# Craftsman 6.75 B&S Oil Leak HELP!



## SuprltvCnspircy (Jul 26, 2012)

Ive got a 6.75 Briggs and Stratton mower (944.65361) and it is leaking oil from somewhere. Ive cleaned the engine multiple times, pulled it apart and cant pin point the leak. I have replaced the main seal, the head gasket, the dip stick seal and its still spitting oil out. I can tell its coming from the top because the flywheel is kicking it everywhere on the engine.

I found one small hole on top by the crankshaft that does lead to oil, but it completely opened. Im not sure if it is supposed to be sealed (has no threads) or if its maybe venting?

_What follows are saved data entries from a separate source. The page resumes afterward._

Issue #1308, opened 2016-07-29
MongoDB: support for version-specific aggregation and group operators


mossprescott:
- [x] refactor `ExprF`to use coproducts as in `WorkflowF`
- [x] track those types in the planner
- [x] switch the types based on the runtime version of the MongoDB backend

mossprescott:
See partial implementation in https://github.com/mossprescott/quasar/commit/0ca228db0f5a7d6e4ec80dfd0f2f689760384d5f

mossprescott:
Calling this done with #1434 and will track accum. ops in another issue (#1311).

PR #1434, opened 2016-09-13
Implement ExprOps for new operators in MongoDB 3.0 and 3.2

mossprescott:
This introduces new types for the new operators, assembled into Coproducts mostly along the lines seen in `WorkflowF`.

See #1308.

Workflows and everything that uses them do not yet know about the new types; they just hard-code the new "core" (2.6) type. I'm working on that now, but it seems worthwhile to get this merged as is.

Once again, I'm not very happy with the names here, so I'm very open to suggestions. In particular, `EX` is a bit awkward. So are the expression traits: `ExprOpCoreF`, `ExprOp3_0F`, `ExprOp3_2F`, and coproducts: `Expr2_6`, `Expr3_0`, `Expr3_2`, and `ExprOp`.

Of general interest are new types `Inj` and `Prj` which each handle one half of `Inject`, are implicitly available whenever `Inject` is, and can be composed. They may be useful in QScript where I understand raw `~>`s are being used now. 

I notice that the new kind-projector syntax has been merged, so I will be updating some `~>`s to use it.


foundation/src/main/scala/quasar/fp/Inj.scala
```diff
@@ -0,0 +1,39 @@
...
+ */
+
+package quasar.fp
+
+import quasar.Predef.Option
+
+import scalaz._
+
+/** Half of `Inject`, but composable. An instance is available whenever the
+  * corresponding `Inject` is. */
```
paulp: Can you elaborate on the problem this is attacking? Why isn't Inject composable?

mossprescott: You can see it in use here: https://github.com/quasar-analytics/quasar/pull/1434/commits/a4dec490c87b7a374a00bd04af8df2a46fe933a6#diff-a0172a6b99e1f93f910b5a63a1011028R52.

Essentially, I need (the equivalent of) `Inject[F, H]` where I have evidence for `Inject[Coproduct[F, G], H]`. It's obvious such an injection is possible, but the `Inject` type is closed and there was no way I could see to construct it. @sellout ran into a similar problem with the QScript types and solved it "manually" which seemed too cumbersome for these highly repetitive declarations.

paulp:
I think you can eliminate a lot of duplication among the extractors if you do something like this.
```scala
// R is the extractor return type
trait CompanionF[R] {
  def unapply[EX[_], A](expr: EX[A])(implicit prj: Prj[ExprOpCoreF, EX]): R
}
trait Companion[R] {
  protected def companion: CompanionF[R]
  def unapply[T[_[_]]: Recursive, EX[_]: Functor](expr: T[EX])(implicit prj: Prj[ExprOpCoreF, EX]): R =
    companion.unapply(Recursive[T] project expr)
}
```
Now `$addF extends CompanionF`, `$add extends $Companion`, and you just point `$add` at `$addF`. You can even do it like 
```scala
abstract class Companion[R](companion: CompanionF[R])  { ... same unapply as above }
// In which case $add becomes
object $add extends Companion($addF)
```

foundation/src/main/scala/quasar/fp/Inj.scala
sellout: My “manual” solution was to just use `implicit F: F ~> G` instead of `implicit F: F :<: G` (which is bad form, since natural transformations aren’t type classes). But since then I’ve actually managed to eliminate it completely. I’ll take a look at your case, see if I can figure out how to make it go away.

paulp: That would be awesome. There's a real cost to the proliferation of very similar classes and the bigger the code footprint gets, the harder it is to control yet further proliferation of such classes.

sellout: Yeah, so I’m thinking that any need for `Coproduct :<: X` is a code smell. We should be able to work with arbitrary coproducts that may contain the same components in different orders.

mossprescott:
@psp: thanks, that's a neat trick for those declarations. It's probably worth it, and I should probably add extractors for the rest of the case classes since they'll be more manageable.

I'd feel even better about this sort of thing if we could standardize it across the codebase, but it looks like it won't work for the somewhat-similar WorkflowF type since I'm now adding another type parameter. Not sure about the QScript types. Hmm.

foundation/src/main/scala/quasar/fp/Inj.scala
paulp: Probably we should take a close look at [https://github.com/ProjectSeptemberInc/freek](freek) then.

mongodb/src/main/scala/quasar/physical/mongodb/expression/ExprOpOps.scala
```diff
@@ -0,0 +1,73 @@
...
+}
+object ExprOpOps {
+  def apply[EX[_]](implicit ops: ExprOpOps[EX]) = ops
+
+  implicit def coproduct[F[_], G[_]](implicit
+      F: ExprOpOps[F],
+      G: ExprOpOps[G])
+      : ExprOpOps[Coproduct[F, G, ?]] =
+    new ExprOpOps[Coproduct[F, G, ?]] {
+      def injF[H[_]](implicit I: Inj[Coproduct[F, G, ?], H]): Inj[F, H] = I compose Inj[F, Coproduct[F, G, ?]]
```
sellout: So, the way I’ve eliminated this is to move constraints to the _instances_ rather than the methods. This is really helpful for this case, because the `coproduct` instance doesn’t need an `inj` constraint, only the “leaf” instances do. This also means that `F` needs to become a type member, rather than a type parameter on the method.

It ends up looking like:
```scala
trait ExprOpOps[IN[_]] {
  type OUT[A]
  def simplify: AlgebraM[Option, IN, Fix[OUT]]
  ...
}

implicit def coproduct[F[_], G[_], H[_]]
  (implicit F: ExprOpOps[F], G: ExprOpOps[G])
    : ExprOpOps.Aux[Coproduct[F, G, ?], H] =
  new ExprOpOps[Coproduct[F, G, ?]] {
    type OUT[A] = H[A]
    def simplify = _.run.fold(F.simplify, G.simplify)
    ...
}
```
In this case, you have some operations that will need the constraint and others that don’t. You may want to pull them into separate type classes at some point, but seems fine to keep them together currently.

Note that the big win here is that you can now `simplify` from `Coproduct[F, G, ?]` to `Coproduct[G, F, ?]`.

In QScript, I’ve started only naming coproducts in very small scopes only at the edges (I wouldn’t name them at all, but this is Scala, so we need annotations throughout). Each backend defines its own QScript coproduct, and we don’t want to force them into a particular ordering.

paulp:
There are many forms of boilerplate which you can't beat this way, for reasons like adding a type parameter or an implicit or whatever. In those cases I would strongly consider macro annotations, especially at this volume.

mossprescott:
Less excited about that Companion trick after trying to apply it to the various shapes we have:
- no args
- one non-recursive argument
- 1, 2, or 3 recursive arguments
- 2+ var-arg-style recursive args
- 2 recursive with 1 non-recursive arg in the middle
- one non-rec and 1 rec.
- complex, recursive args: `ListMap[..., A], A`

So, that's 9 shapes in all, requiring 9 separate Companion/CompanionF trait pairs. So I'm probably going to skip it. Unless I'm missing something.

mongodb/src/main/scala/quasar/physical/mongodb/expression/ExprOpOps.scala
mossprescott: Thanks, I wil have to take a closer look at this.

paulp:
Requires metaprogramming or code generation then. Still important to do, but I understand it's not going to happen right at this moment.

mongodb/src/main/scala/quasar/physical/mongodb/expression/ExprOpOps.scala
```diff
@@ -25,50 +25,55 @@ import quasar.jscore, jscore.JsFn
...
   }
 }
 object ExprOpOps {
-  def apply[EX[_]](implicit ops: ExprOpOps[EX]) = ops
+  /** Useful in implementations, when you need to require an instance with a
+    * certain "output" type. */
+  type Aux[IN[_], F[_]] = ExprOpOps[IN] { type OUT[A] = F[A] }
+
+  /** For the typical use case where you want the in/out parameters to be the same. */
+  type Uni[F[_]] = Aux[F, F]
```
mossprescott: @sellout: Not completely sure I'm following the rationale here, but this is what I came up with that works, isn't too cumbersome, and allows me to eliminate `Inj`/`Prj` (in the next commit).

I felt that this simpler type was needed to hide the second parameter from the users, who will always have it the same. As usual, it's not a great name.

mongodb/src/main/scala/quasar/physical/mongodb/expression/ExprOpOps.scala
```diff
@@ -25,50 +25,55 @@ import quasar.jscore, jscore.JsFn
...
 
-  implicit def coproduct[F[_], G[_]](implicit
-      F: ExprOpOps[F],
-      G: ExprOpOps[G])
-      : ExprOpOps[Coproduct[F, G, ?]] =
+  implicit def apply[F[_]](implicit ops: ExprOpOps.Aux[F, F]): ExprOpOps.Uni[F] = ops
```
mossprescott: So this seems to work, but leaves me with a vague feeling of dread somehow. Without it, implicit `Uni`s won't be resolved, and it also handles the "summoning" use case.

mongodb/src/main/scala/quasar/physical/mongodb/expression/ExprOpOps.scala
wemrysi: Re the name, how about `Endo` as in endomorphism?

mongodb/src/main/scala/quasar/physical/mongodb/expression/package.scala
```diff
@@ -17,444 +17,95 @@
...
+    {
+      // matches the pattern the planner generates for converting epoch time
+      // values to timestamps. Adding numbers to dates works in ExprOp, but not
+      // in Javacript.
+      case $add($literal(Bson.Date(inst)), r) if inst.toEpochMilli ≟ 0 =>
+        Recursive[T].para(r)(toJs[T, EX])
+          .map(r => JsFn(JsFn.defaultName,
+            jscore.New(jscore.Name("Date"), List(r(jscore.Ident(JsFn.defaultName))))))
+
+      case Check(expr, typ) => typ match {
```
wemrysi: :tada:

mongodb/src/main/scala/quasar/physical/mongodb/workflowbuilder.scala
```diff
@@ -884,14 +895,16 @@ object WorkflowBuilder {
...
-      case CollectionBuilderF(_, _, s2) => s2.map(s => Subset(s.toSet))
-      case DocBuilderF(_, shape) => Subset(shape.keySet).some
-      case FlatteningBuilderF(src, _) => findKeys(src)
-      case GroupBuilderF(src, _, Expr(\/-($$ROOT))) => findKeys(src)
-      case GroupBuilderF(_, _, Doc(obj)) => Subset(obj.keySet).some
+      case CollectionBuilderF(_, _, s2)       => s2.map(s => Subset(s.toSet))
+      case DocBuilderF(_, shape)              => Subset(shape.keySet).some
+      case FlatteningBuilderF(src, _)         => findKeys(src)
+      case GroupBuilderF(src, _,
+            Expr(\/-($$ROOT)))     => findKeys(src)
```
wemrysi: I only ask as you went to the trouble to align everything, any reason this and line 906 are on their own lines?

mossprescott: Seems like this one was spoiling the alignment, but that doesn't explain the extra spaces here, or the other one being split. I'll take another look.

mongodb/src/main/scala/quasar/physical/mongodb/expression/ExprOpOps.scala
wemrysi: Hm, interesting, so are implicit `Aux[F, G]`s resolved?

wemrysi:
@mossprescott Some minor comments, but LGTM in general given functionality is preserved and the rest is a largely mechanical transformation into fixpoints of coproducts.

I don't have any better suggestions for the names you mentioned in the description.

mongodb/src/main/scala/quasar/physical/mongodb/expression/ExprOpOps.scala
mossprescott: Yes, see a couple of lines below.

wemrysi:
@mossprescott Also just noticed this needs a changelog =/ Let me know if you planning on making any changes, otherwise once the changelog hits I'll merge.

mossprescott:
@wemrysi: this should be ready to go, pending a successful build. I just restarted #1 which had "no output for 10 minutes."

wemrysi:
Ok, I'll watch for it...not unlike a hawk.

wemrysi:
@mossprescott Grr, looks like it failed again for the same reason :disappointed:

mossprescott:
Finally looked at my fork and I see the builds are failing in a similar way on the branches, so I'm working on the theory that that my changes made scaladoc a lot slower.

Im out of ideas. Please help!


----------



## Rentahusband (Aug 25, 2008)

Can you double check the model #? I cannot get this model # to show up to view this engine.


----------



## SuprltvCnspircy (Jul 26, 2012)

Sorry! Missed a number 944.365361


----------



## Rentahusband (Aug 25, 2008)

Still unable to view this engine with this #.


----------



## SuprltvCnspircy (Jul 26, 2012)

that number is a number from a sticker on the mower housing. Has a model number and a serial number.

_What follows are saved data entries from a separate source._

PR #1435, opened 2016-09-14
Extract “frontend” project from “core”.

sellout:
This project is conceptually something we want (so we can eventually
plug in multiple languages besides SQL²), but right now it definitely
has some extra bits in it. Including code that should become a separate
“sql” project.

Additionally, this introduces new packages with the names
`quasar.contrib.pathy` and `quasar.contrib.shapeless`. This is a
convention for where we put code that we would like to push upstream
– rather than hiding it in `quasar.fp` or just whereever we happen to be
coding at the moment we need it.


sellout:
This is also a step toward extracting a `connector` subproject. There are some tangly dependencies, and this way `connector` can (temporarily) depend on `frontend`, rather than being tangled in `core`. And it means the actual connector subprojects will no longer depend on `core`.

core/src/main/scala/quasar/fs/package.scala
```diff
@@ -21,43 +21,11 @@ import quasar.effect.Failure
...
-  object APath {
-
-    implicit val aPathDecodeJson: DecodeJson[APath] =
-      DecodeJson.of[String] flatMap (s => DecodeJson(hc =>
-        posixCodec.parseAbsFile(s).orElse(posixCodec.parseAbsDir(s))
-          .map(sandboxAbs)
-          .fold(DecodeResult.fail[APath]("[T]AbsPath[T]", hc.history))(DecodeResult.ok)))
-
-  }
-
```
sellout: The deleted stuff here got moved to foundation/…/quasar/contrib/pathy

core/src/main/scala/quasar/package.scala
```diff
@@ -112,31 +108,4 @@ package object quasar {
...
-      G.map(self.unsized.sequence(ev, G))(bs => Sized.wrap[List[B], N](bs))
-
-    def zip[B](input: Func.Input[B, N]): Func.Input[(A, B), N] =
-      Sized.wrap[List[(A, B)], N](self.unsized.zip(input))
-
-    def unzip3[X, Y, Z](implicit ev: A === (X, (Y, Z))): (Func.Input[X, N], Func.Input[Y, N], Func.Input[Z, N]) =
-      Unzip[List].unzip3[X, Y, Z](ev.subst(self.unsized)) match {
-        case (x, y, z) => (Sized.wrap[List[X], N](x), Sized.wrap[List[Y], N](y), Sized.wrap[List[Z], N](z))
-      }
-  }
```
sellout: And this deleted stuff got moved to foundation/…/quasar/contrib/shapeless

paulp:
Near as I can tell when 150+ files are hit, this looks good. I'm comfortable taking your word for it at this level and zeroing in a little harder at the leaves.

alissapajer:
👍

PR #1437, opened 2016-09-14
Move MarkLogic planner effect to typeclass param and constraints to instance defns

wemrysi:
Rearranges the marklogic planner typeclass, moving the planning effect to a type argument to the typeclass and the various constraints to the instance definitions where they are required.

This makes the capabilities required by the various planners much more obvious.

Hat tip to @sellout for the reminder.


drostron:
Merge script is requesting a merge from master.

PR #1440, opened 2016-09-16
First pass implementation of `ThetaJoin`

jedesah:


marklogic/src/main/scala/quasar/physical/marklogic/qscript/ThetaJoinPlanner.scala
```diff
@@ -17,18 +17,30 @@
...
+      for {
+        l   <- freshVar[F]
+        r   <- freshVar[F]
+        lhs <- rebaseXQuery(lBranch, src)
+        rhs <- rebaseXQuery(rBranch, src)
+        body <- planMapFunc(combine){ case LeftSide => l.xqy case RightSide => r.xqy}
+      } yield {
+        for_(l -> lhs, r -> rhs).
+        return_(body)
+      }
```
sellout: Just to make sure it’s intentional … this is currently ignoring the condition and join type, so every join will be a full cross.

Does MarkLogic support full theta joins (i.e., arbitrary join conditions)? If so, awesome. If not, then you want to implement EquiJoin instead of this – but this impl could be copy/pasted over, because you’re not doing anything with the condition yet.

sellout:
I’m fine with this, just want answers to those questions before I merge.

marklogic/src/main/scala/quasar/physical/marklogic/qscript/ThetaJoinPlanner.scala
jedesah: Good catch. Should be fixed now (although it's not being tested).

PR #1441, opened 2016-09-16
Bump version of WartRemover

jedesah:


sellout:
Oooh, is this going to let us enable … uh, NoNeedForMonad finally?

jedesah:
Looks like we could enable it. I enabled it and recompiled and started going through some of the code it's flagging.

mossprescott:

Where should I be looking?


----------



## Rentahusband (Aug 25, 2008)

That is where the #'s are. Are the #'s clear to read or is there some distortion to the #'s? I entered the last model # you gave several times with no luck. I would like to be able to see the breakdown of this engine.


----------



## SuprltvCnspircy (Jul 26, 2012)

Im not allowed to upload photos yet, but it says 944.365361-model 052305M 004185 - serial


----------



## SuprltvCnspircy (Jul 26, 2012)

bump!


----------



## Rentahusband (Aug 25, 2008)

SuprltvCnspircy said:


> bump!


Thump!


----------